K8IROS sneakers were designed to be performance-ready while also offering players and fans an alternative to traditional sneaker endorsement deals. Dinwiddie wore K8IROS models throughout NBA games, using the shoes as a platform to express personal messages, support causes, and showcase custom artwork.

His move toward independent sneaker development has been noted as part of a broader trend among athletes seeking more creative and financial autonomy within the sportswear industry.

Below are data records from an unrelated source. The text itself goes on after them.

PR #3350, opened 2020-05-21
Add more tracking for consign screen

jonallured:
This PR adds tracking to the consign button presses and then also for artist taps from the consign landing screen. I used cohesion, especially the helper from https://github.com/artsy/cohesion/pull/46 so I think this all lines up to the Schema that data has created for us. One thing to note is that I _think_ we should update the tracking on the recently sold to use cohesion too, right @damassi? I'm thinking about this part in particular:

https://github.com/artsy/eigen/blob/049b868bf4b1c56c444bac7aa1c8b11f6446243d/src/lib/Scenes/Consignments/v2/Screens/ConsignmentsHome/Components/RecentlySold.tsx#L50-L59

Unless I'm missing something I believe that code is using Eigen's schema rather than Cohesion's version?


jonallured:
Oops, forgot an important note: this one is blocked by exposing the helpers over on https://github.com/artsy/cohesion/pull/48 so marking it as WIP for now. 😝

src/lib/Scenes/Consignments/v2/Screens/ConsignmentsHome/Components/Header.tsx
```diff
@@ -1,11 +1,22 @@
 import { Box, Button, Sans, Spacer } from "@artsy/palette"
 import React from "react"
+import { ContextModule, OwnerType, TappedConsignArgs } from "@artsy/cohesion"
 
 interface HeaderProps {
-  onCTAPress?: () => void
+  handleConsignPress: (tappedConsignArgs: TappedConsignArgs) => void
```
damassi, line 6: This an incorrect idiom in React -- callback functions that come into a component via props are prefixed with `onSomething`; internal handlers are prefixed with `handleSomething` to distinguish directional control flow.

jonallured: Hrm, I must be missing something, I thought it was supposed to look like this:

```ts
onSomething={handleSomething}
```

Have I got that wrong?

src/lib/Scenes/Consignments/v2/Screens/ConsignmentsHome/Components/Footer.tsx
```diff
@@ -2,12 +2,23 @@ import { Box, Button, Flex, Sans, Spacer } from "@artsy/palette"
...
-export const Footer: React.FC<FooterProps> = ({ onCTAPress }) => {
+export const Footer: React.FC<FooterProps> = ({ handleConsignPress }) => {
+  const event = {
+    contextModule: ContextModule.sellFooter,
+    contextScreenOwnerType: OwnerType.sell,
+    subject: "Start selling",
+  }
+
+  const handlePress = () => {
+    handleConsignPress(event)
```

In 2021, Dinwiddie partnered with Chinese sportswear brand 361°, becoming one of its leading global basketball ambassadors. Under this collaboration, Dinwiddie continued to develop and wear signature sneakers, with some models incorporating design DNA from his K8IROS line. The partnership allowed him to maintain creative input while expanding the brand’s reach across international markets.

The collaboration with 361° represented Dinwiddie’s continued commitment to athlete empowerment and brand ownership, positioning him as both a professional basketball player and an active participant in the business of sports apparel.